Hong Kong will cull more than 2,000 hamsters and ban the import of small animals after a pet shop worker, a customer and at least 11 hamsters tested positive for the Delta variant of the coronavirus.
Officials said on Tuesday that it was not clear that the virus had been transmitted to humans from imported hamsters. But they called on residents to surrender hamsters imported since Dec. 22 to be tested and euthanized to prevent any further spread.
“They’re excreting the virus, and the virus can infect other animals, other hamsters and also human beings,” said Thomas Sit, assistant director of Hong Kong’s Agriculture, Fisheries and Conservation department. “We don’t want to cull all the animals, but we have to protect public health and animal health. We have no choice — we have to make a firm decision.”
The cluster was traced to a worker at the Little Boss pet shop in the Causeway Bay district of Hong Kong island who was confirmed on Monday to have contracted the Delta variant. Further tests uncovered another infection in a customer who had a brief transaction with the worker while exchanging a cage and buying hamster food with her daughter on Jan. 7. A preliminary test indicated that the customer’s husband had also contracted the coronavirus.
Further testing found 11 infected hamsters in the shop and positive samples from cages at the company’s warehouse. Health officials said they had found no precedent for pet hamsters passing the coronavirus to humans, but noted that hamsters had been infected in laboratories.
Officials said that two shipments of hamsters from the Netherlands were particularly worrying, including about 1,800 brought in on Dec. 22 and more than 800 that arrived on Jan. 7.
All hamsters at the city’s 34 licensed shops will be seized for testing and then culled, officials said. Anyone who bought a hamster after Dec. 22 is asked to surrender the animal to be tested and euthanized.

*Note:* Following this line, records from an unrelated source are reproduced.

PR #3289, opened 2022-11-08
Fix polling in WasiPipe

fschutt:
> @john-sharratt: the polling functionality you have implemented won't work as its not 
> actually polling the receiver - you need to implement it like this: 
> https://github.com/john-sharratt/wasmer/blob/fe14f086808431d6f64b540421798ac779cdce0a/lib/wasi/src/state/pipe.rs#L223
>
> Note: I've converted wasmer-os over to wasmer and now using WasiPipe hence its important this is implemented correctly. Especially as bash uses Polling on stdin which is connected via this pipe.

### DIFF
--- a/lib/wasi/src/state/pipe.rs
+++ b/lib/wasi/src/state/pipe.rs
@@ -384,12 +384,29 @@ impl VirtualFile for WasiPipe {
     fn unlink(&mut self) -> Result<(), FsError> {
         Ok(())
     }
-    fn bytes_available_read(&self) -> Result<Option<usize>, FsError> {
-        Ok(Some(
-            self.read_buffer
-                .as_ref()
-                .map(|s| s.len())
-                .unwrap_or_default(),
-        ))
+
+    /// Returns the number of bytes available.  This function must not block
+    /// Defaults to `None` which means the number of bytes is unknown
+    fn bytes_available_read(&self) -> wasmer_vfs::Result<Option<usize>> {
+        loop {
+            {
+                let read_buffer = self.read_buffer.lock().unwrap();
+                if let Some(inner_buf) = read_buffer.as_ref() {
+                    let buf_len = inner_buf.len();
+                    if buf_len > 0 {
+                        return Ok(Some(buf_len));
+                    }
+                }
+            }
+            let rx = self.rx.lock().unwrap();
+            if let Ok(data) = rx.try_recv() {
+                drop(rx);
+
+                let mut read_buffer = self.read_buffer.lock().unwrap();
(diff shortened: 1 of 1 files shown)


fschutt:
TODO: when this is done and bash / dash is working, we can test it with `echo blah | cat`

lib/wasi/src/state/pipe.rs
```diff
@@ -235,18 +235,27 @@ impl WasiPipe {
...
-                    let reader = buf.as_ref();
-                    let read = read_bytes(reader, memory, iov).map(|_| buf_len as usize)?;
-                    buf.advance(read);
-                    return Ok(read);
+            if let Ok(mut read_buffer) = self.read_buffer.lock() {
+                if let Some(buf) = read_buffer.as_mut() {
+                    let buf_len = buf.len();
+                    if buf_len > 0 {
+                        let reader = buf.as_ref();
+                        let read = read_bytes(reader, memory, iov).map(|_| buf_len as usize)?;
```
theduke, line 243: Seems like you are throwing away the actual amount of bytes read, which can be lower than the buffer size.

lib/wasi/src/state/pipe.rs
```diff
@@ -305,19 +316,21 @@ impl Seek for WasiPipe {
...
-                        let read = reader.read(buf).map(|_| buf_len as usize)?;
-                        inner_buf.advance(read);
-                        return Ok(read);
+            if let Ok(mut read_buffer) = self.read_buffer.lock() {
+                if let Some(inner_buf) = read_buffer.as_mut() {
+                    let buf_len = inner_buf.len();
+                    if buf_len > 0 {
+                        if inner_buf.len() > buf.len() {
+                            let mut reader = inner_buf.as_ref();
+                            let read = reader.read_exact(buf).map(|_| buf.len())?;
```
theduke, line 325: Same thing as above.

lib/wasi/src/state/pipe.rs
```diff
@@ -305,19 +316,21 @@ impl Seek for WasiPipe {
...
+                            inner_buf.advance(read);
+                            return Ok(read);
+                        } else {
+                            let mut reader = inner_buf.as_ref();
+                            let read = reader.read(buf).map(|_| buf_len as usize)?;
```
theduke, line 330: As above.

theduke (commented):
Not familiar enough with this code to provide a comprehensive review.

Did notice one problematic pattern, though.

theduke:
This will be subsumed by #3422 .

Pet shops that sell hamsters will also be closed for cleaning, and the authorities will test the shops’ rabbits, chinchillas and guinea pigs. Shops may reopen once those animals are shown to not be infected.
Hong Kong, which has a painful history of infectious disease, including nearly 300 deaths from SARS in 2003, has taken aggressive measures to cut the risk of animal transmissions in the past. In 1997, it slaughtered more than one million chickens — every chicken in the territory — to stop the spread of an avian flu virus, and the city has since carried out smaller culls when infected birds are found.